Por: Pedro Corzo
En una conocida serie de televisión, el personaje principal, Francis Underwood, un político ambicioso y sin escrúpulos, hace un comentario sobre el poder y la riqueza en el que afirma que es más importante tener poder que poseer una gran fortuna, una condición que caracteriza a muchas personas, particularmente a los políticos, que consideran la autoridad como el componente más importante de su existencia.
Esto demuestra que la ambición de poder y de procurar por todos los medios perpetuarse en él no es potestativo de los caudillos latinoamericanos, aunque contamos en este hemisferio con el dictador que por más años ha gobernado en todo el orbe en los tiempos modernos, Fidel Castro. Pero ni Castro ni Augusto Pinochet ni Rafael Leónidas Trujillo, algunos de sus émulos más notorios, son objetos de esta columna.
El propósito es presentar a los líderes políticos que utilizan los mecanismos democráticos para acceder al gobierno y, cuando lo asumen, procuran legitimar la extensión de sus mandatos cambiando y reformando, según el caso, las cartas magnas de sus respectivos países.
El ejemplo más próximo en el tiempo es la intentona frustrada de Evo Morales de eternizarse en la Presidencia de Bolivia. Electo en el 2005, volvió a postularse en el 2009 en el marco del concepto de refundación nacional. En el 2015 repitió y ganó, pero, no satisfecha su ambición continuista, intentó este año una reforma constitucional con vistas a un cuarto mandato, en el que cosechó un rotundo fracaso.
El más connotado de estos caudillos de urnas fue Hugo Chávez Fría. Su primera elección fue en 1998; la Constitución que promovió, confeccionada a su medida, le permitió postularse en el 2000, 2006 y 2012. Este último mandato fue interrumpido por su muerte, pero se puede afirmar que, de estar vivo, estaría preparando una nueva candidatura a la Presidencia, porque su afición al poder era tan enfermiza como la de los Castro.
Otro embaucador de oficio es Daniel Ortega, el gobernante que más autoridad ha acumulado en la historia de Nicaragua, por encima de la familia Somoza. Lideró un gobierno de facto por seis años, posteriormente fue electo presidente en 1985, perdió las elecciones de 1990, pero, como no estaba saciado, se postuló en 1996 y 2001, hasta ganar en 2006 y 2011. Ortega reformó la Constitución en el 2014, para establecer la reelección presidencial indefinida, lo que lo convierte en el candidato ideal en los comicios de este año.

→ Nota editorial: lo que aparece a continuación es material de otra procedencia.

PR #27957, opened 2026-04-02
fix: Add credential auth and test for PostHog, NASA, Peekalink, Clearbit, Uptime Robot

BerniWittmann:
## Summary

Add `authenticate` and `test` properties to 5 credential files that were missing them. Each credential's auth pattern was verified against the node's GenericFunctions to ensure the `authenticate` property matches the actual API auth mechanism.

| Credential | Linear Issue | Auth Method | Test Endpoint | Custom Auth? | Auth Source | API Docs |
|------------|-------------|-------------|---------------|-------------|------------|----------|
| PostHog API | [NODE-2747](https://linear.app/n8n/issue/NODE-2747) | Body `api_key` (project token) | `POST /decide/` | No | [GenericFunctions.ts](https://github.com/n8n-io/n8n/blob/master/packages/nodes-base/nodes/PostHog/GenericFunctions.ts) | [PostHog API](https://posthog.com/docs/api) |
| NASA API | [NODE-2804](https://linear.app/n8n/issue/NODE-2804) | Query param `api_key` | `GET /planetary/apod` | No | [GenericFunctions.ts](https://github.com/n8n-io/n8n/blob/master/packages/nodes-base/nodes/Nasa/GenericFunctions.ts) | [NASA API](https://api.nasa.gov/) |
| Peekalink API | [NODE-2698](https://linear.app/n8n/issue/NODE-2698) | Bearer header | `POST /` | No | [Peekalink.node.ts](https://github.com/n8n-io/n8n/blob/master/packages/nodes-base/nodes/Peekalink/Peekalink.node.ts) | [Peekalink API](https://www.peekalink.io/) |
| Clearbit API | [NODE-2683](https://linear.app/n8n/issue/NODE-2683) | Bearer header | `GET /v2/companies/find` | No | [GenericFunctions.ts](https://github.com/n8n-io/n8n/blob/master/packages/nodes-base/nodes/Clearbit/GenericFunctions.ts) | [Clearbit API](https://dashboard.clearbit.com/docs) |
| Uptime Robot API | [NODE-2732](https://linear.app/n8n/issue/NODE-2732) | Form body `api_key` | `POST /v2/getAccountDetails` | No | [GenericFunctions.ts](https://github.com/n8n-io/n8n/blob/master/packages/nodes-base/nodes/UptimeRobot/GenericFunctions.ts) | [Uptime Robot API](https://uptimerobot.com/api/) |

https://linear.app/n8n/issue/NODE-4780
https://linear.app/n8n/issue/NODE-2621
Closes https://linear.app/n8n/issue/NODE-3093

## Review / Merge checklist

- [x] Tests included.

### DIFF
--- a/packages/nodes-base/credentials/PeekalinkApi.credentials.ts
+++ b/packages/nodes-base/credentials/PeekalinkApi.credentials.ts
@@ -1,4 +1,9 @@
-import type { ICredentialType, INodeProperties } from 'n8n-workflow';
+import type {
+	IAuthenticateGeneric,
+	ICredentialTestRequest,
+	ICredentialType,
+	INodeProperties,
+} from 'n8n-workflow';
 
 export class PeekalinkApi implements ICredentialType {
 	name = 'peekalinkApi';
@@ -16,4 +21,24 @@ export class PeekalinkApi implements ICredentialType {
 			default: '',
 		},
 	];
+
+	authenticate: IAuthenticateGeneric = {
+		type: 'generic',
+		properties: {
+			headers: {
+				'X-API-Key': '={{$credentials.apiKey}}',
+			},
+		},
+	};
+
+	test: ICredentialTestRequest = {
+		request: {
+			baseURL: 'https://api.peekalink.io',
+			url: '/',
+			method: 'POST',
+			body: {
+				link: 'https://www.example.com',
+			},
+		},
+	};
 }
--- a/packages/nodes-base/credentials/PeekalinkApi.credentials.ts
+++ b/packages/nodes-base/credentials/PeekalinkApi.credentials.ts
@@ -26,7 +26,7 @@ export class PeekalinkApi implements ICredentialType {
 		type: 'generic',
 		properties: {
 			headers: {
-				'X-API-Key': '={{$credentials.apiKey}}',
+				Authorization: '=Bearer {{$credentials.apiKey}}',
 			},
 		},
 	};
--- a/packages/nodes-base/credentials/ClearbitApi.credentials.ts
+++ b/packages/nodes-base/credentials/ClearbitApi.credentials.ts
@@ -1,4 +1,9 @@
-import type { ICredentialType, INodeProperties } from 'n8n-workflow';
+import type {
+	IAuthenticateGeneric,
+	ICredentialTestRequest,
+	ICredentialType,
+	INodeProperties,
+} from 'n8n-workflow';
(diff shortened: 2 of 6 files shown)


packages/nodes-base/credentials/PeekalinkApi.credentials.ts
```diff
@@ -16,4 +21,24 @@ export class PeekalinkApi implements ICredentialType {
 			default: '',
 		},
 	];
+
+	authenticate: IAuthenticateGeneric = {
+		type: 'generic',
+		properties: {
+			headers: {
+				'X-API-Key': '={{$credentials.apiKey}}',
```
elsmr: According to the curl example I got from them it should be `Authorization: Bearer`

elsmr (changes requested):
Tested and most of them work great but:

- Peekalink didn't work, I added a new API key to Bitwarden that works with curl, but not in n8n
- Clearbit I couldn't test because they stopped offering free accounts

The Peekalink one should be fixed, for Clearbit let's just double check that our credential matches the API docs

packages/nodes-base/credentials/PeekalinkApi.credentials.ts
BerniWittmann: The problem is, that the node Implementation is outdated as well (using X-API-KEY header). 

So the change matches the nodes actual (but wrong) behavior. The question now is, how do we want to handle such cases. I propose to adjust the Batching Logic to flag these inconsistencies/outdated nodes to then decide how to handle these (e.g. leave out of batching process). Does that sound good, or do you have other ideas? 

For the current PR i will push a quick fix

elsmr: Yeah sounds good, I think for Cloud tools like Peekalink we should adopt the new behavior because the old version is broken for everyone.

But if it's a self hosted tool, multiple API versions can be out there, so we should keep the old behavior and add optional support for the new behavior.

elsmr (approved):

packages/nodes-base/credentials/PeekalinkApi.credentials.ts
BerniWittmann: Sounds good :+1: 
Generally I'd also want to avoid making too many direct changes to nodes and rather focus on adding missing  credential testings and avoid scope creep :)
Thanks for your help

Rafael Correa es otro autócrata que gusta del juego de refundar naciones. El ecuatoriano fue electo por primera vez en el 2006, pero, siguiendo el patrón de sus pares del despotismo electoral, promovió una nueva Constitución que le permitió una segunda elección que extendiera su mandato, 2009, para volver a aspirar en el 2013, al gestar otra reforma constitucional que le aprueba la reelección indefinida, 2015, aunque el mandatario afirma que no se presentará en los sufragios del próximo año.

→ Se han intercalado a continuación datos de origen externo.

PR #27959, opened 2026-04-02
fix(editor): Await confirmAction in handleLater to prevent stuck sub-agents (no-changelog)

aalises:
## Summary
- **Fix fire-and-forget `handleLater`** in `InstanceAiCredentialSetup` and `InstanceAiWorkflowSetup`: the `confirmAction` API call was not awaited (`void store.confirmAction(...)`), so the UI showed "Skipped" even if the backend never received the confirmation — leaving the sub-agent permanently stuck at `waitForConfirmation`
- Now `handleLater` awaits the API call and rolls back UI state on failure, matching `handleContinue`/`handleApply`
- Added backend debug/warn logging to `resolveConfirmation` for diagnosability


Cadiac (approved):
👍

PR #27967, opened 2026-04-02
fix(instance-ai): reduce memory footprint (no-changelog)

OlegIvaniv:
## Summary

Fixes several memory and stability issues in instance-ai discovered during heap profiling.

### Memory fixes

- The cached Mastra singleton in `registerWithMastra()` and `ensureMastraRegistered()` was passing agents to the constructor, which stored the first agent's closures (tools, prompts, thread context) permanently in Mastra's internal `#agents` dict. In a multi-user environment this means User A's agent gets pinned in the singleton shared by all subsequent users. Fixed by creating Mastra with only storage. Agents get the back-reference for suspend/resume via `__registerMastra()` without being added to `#agents`.

- `InstanceAiAdapterService` was calling `collectTypes()` which triggers `postProcessLoaders()`, an expensive rebuild of the full node type registry (~31 MB). Switched to reading from the static JSON file that `FrontendService` writes at startup.

- Brotli compressors from Express response compression were costing ~8.6 MB of native memory each, retained via keep-alive connections. Added a controller middleware that strips `br` from `Accept-Encoding` to downgrade to gzip, and disabled compression entirely on instance-ai SSE streams.

- Upgraded Mastra packages to get lazy tiktoken loading (avoids ~15 MB WASM allocation on import) and a token growth fix. Also patched the module loader to prevent Mastra from eagerly importing tiktoken and tokenizer (~60 MB combined).

- LangSmith tracing now uses a `gzipFetch` wrapper that forces gzip encoding for both proxy and direct client paths, avoiding the brotli decompressor overhead on the tracing side.

### Other fixes

- LangSmith `patchRun` was logging noisy 409 "payloads already received" errors on retries. The `gzipFetch` wrapper now returns a synthetic 200 for 409 responses since the data already landed.

- Mastra's `wrapWithReadTracker` calls `stat()` before file writes and catches `FileNotFoundError` for new files. But `DaytonaFilesystem.stat()` was throwing Daytona SDK's `DaytonaNotFoundError` which Mastra didn't recognize, causing `write_file` to fail on new files that don't exist yet. Now translates Daytona 404s to Mastra's `FileNotFoundError`.

- The regex-based JSON syntax highlighter in `ToolResultJson.vue` was vulnerable to catastrophic backtracking on large tool outputs. Replaced with a structural character walker.

## Review / Merge checklist

- [ ] Tests included. 


aalises (commented):
[Minor] `browserCredentialSetupInputSchema` and `browserCredentialSetupResumeSchema` are actually the schemas for `createPauseForUserTool()`, not for the browser-credential-setup tool itself (which uses `browserCredentialSetupToolInputSchema`). 

Maybe the naming will mislead maintainers into thinking these schemas belong to `createBrowserCredentialSetupTool()`.

I would maybe rename to `pauseForUserInputSchema` / `pauseForUserResumeSchema` to match the tool they serve.

aalises (approved):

Por supuesto que los caudillos del socialismo del siglo XXI no son los únicos que gustan de la autoridad hasta el hastió. Hay líderes democráticos que también gozan en extremo de los placeres del poder y quisieran eternizarse, pero se ajustan a la leyes y esperan el tiempo que marcan las Constituciones de sus países para buscar la reelección.

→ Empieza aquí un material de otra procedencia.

PR #27969, opened 2026-04-02
feat(core): Add static key loading and startup validation for TrustedKeyService (no-changelog)

afitzek:
## Summary

- Implement `TrustedKeyService.initialize()` to parse, validate, and store trusted public keys from `N8N_TOKEN_EXCHANGE_TRUSTED_KEYS` config at module startup
- Add comprehensive key validation: algorithm family consistency checks, PEM parsing, key-type/algorithm compatibility, duplicate kid detection, and HMAC/none algorithm rejection
- JWKS key sources are recognised but not yet supported — they log a warning and are skipped
- Add `trustedKeys` config field to `TokenExchangeConfig` (supports `_FILE` variant for secret management)
- Wire `TrustedKeyService.initialize()` into `TokenExchangeModule.initialize()` so keys are loaded before the controller starts

https://linear.app/n8n/issue/IAM-460

## Review / Merge checklist

- [x] Tests included.

### DIFF
--- a/packages/cli/src/modules/token-exchange/services/trusted-key.service.ts
+++ b/packages/cli/src/modules/token-exchange/services/trusted-key.service.ts
@@ -62,11 +62,19 @@ export class TrustedKeyService {
 		let parsed: unknown;
 		try {
 			parsed = JSON.parse(raw);
-		} catch {
+		} catch (error) {
+			this.logger.error('Failed to parse trusted keys JSON', { error });
 			throw new UnexpectedError('Failed to parse trusted keys JSON');
 		}
 
-		const sources = z.array(TrustedKeySourceSchema).parse(parsed);
+		const sourcesResult = z.array(TrustedKeySourceSchema).safeParse(parsed);
+
+		if (!sourcesResult.success) {
+			this.logger.error('Trusted keys JSON has invalid format', { error: sourcesResult.error });
+			throw new UnexpectedError('Trusted keys JSON has invalid format');
+		}
+
+		const sources = sourcesResult.data;
 
 		for (const source of sources) {
 			if (source.type === 'jwks') {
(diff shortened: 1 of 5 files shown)


packages/cli/src/modules/token-exchange/services/trusted-key.service.ts
```diff
@@ -1,23 +1,155 @@
...
- * when the trusted-key persistence layer is introduced.
+ * Keys are loaded from the `N8N_TOKEN_EXCHANGE_TRUSTED_KEYS` config
+ * (or `_FILE` variant) and stored in-process. JWKS sources are
+ * recognised but not yet supported — they log a warning and are skipped.
  */
 @Service()
 export class TrustedKeyService {
+	private readonly logger: Logger;
+
+	private readonly keys = new Map<string, ResolvedTrustedKey>();
```
BGZStephen, line 40: In memory doesn't feel ideal, especially for multi-main setups?

packages/cli/src/modules/token-exchange/services/trusted-key.service.ts
```diff
@@ -1,23 +1,155 @@
...
+		};
+
+		if (!expectedTypes[family].includes(keyType ?? '')) {
+			throw new UnexpectedError(
+				`Trusted key "${kid}": key type "${keyType}" does not match algorithm family "${family}"`,
+			);
+		}
+
+		// 5. Reject duplicate kid
+		if (this.keys.has(kid)) {
```
BGZStephen: a bit nitpicky, but it feels like this should be the first check?

packages/cli/src/modules/token-exchange/services/trusted-key.service.ts
afitzek: This will change in a follow up, when we support jwls and use the cache service. 2a.3 or 4 I think

BGZStephen: Great, thanks!

packages/cli/src/modules/token-exchange/services/trusted-key.service.ts
```diff
@@ -1,23 +1,155 @@
...
+		}
+
+		let parsed: unknown;
+		try {
+			parsed = JSON.parse(raw);
+		} catch {
+			throw new UnexpectedError('Failed to parse trusted keys JSON');
+		}
+
+		const sources = z.array(TrustedKeySourceSchema).parse(parsed);
```
guillaumejacquart: Should we wrap this (same as the json parse) and throw a cleaner error if zod parse fails ?

guillaumejacquart (approved):
🚀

Entre los que amenazan con regresar se destaca Luiz Inácio Lula da Silva, el caudillo del Partido de los Trabajadores (PT) que gobernó a Brasil por dos períodos y apoyó a su sustituta, Dilma Rousseff, con el fin de que la mandataria lo respaldara en un eventual retorno.
Sin embargo, las posibilidades de retorno de Lula se aprecian muy difíciles si se consideran los escándalos por corrupción en los que se encuentra envuelto su partido y que la propia mandataria haya declarado que Lula da Silva es “objeto de una gran injusticia”, consecuencia de las denuncias en su contra por supuesto blanqueo de dinero y ocultación de patrimonio.
Hay quienes afirman que algunos políticos son adictos al poder y dependen tanto de su ejercicio que no usufructuarlo les produce grandes trastornos emocionales y de salud, condición que los motiva a retenerlo o reconquistarlo cuando lo pierden.
A fin de cuentas, como diría uno de los muchos abogados de los demonios que están dentro de todos, hay que aceptar que ellos tienen responsabilidad, porque sus ambiciones ilimitadas tienden a generar ingobernabilidad y caos, pero los verdaderos culpables son sus electores, quienes, haciendo uso del privilegio ciudadano, empiedran las avenidas por la que los autócratas con respaldo popular sepultan el Estado de derecho.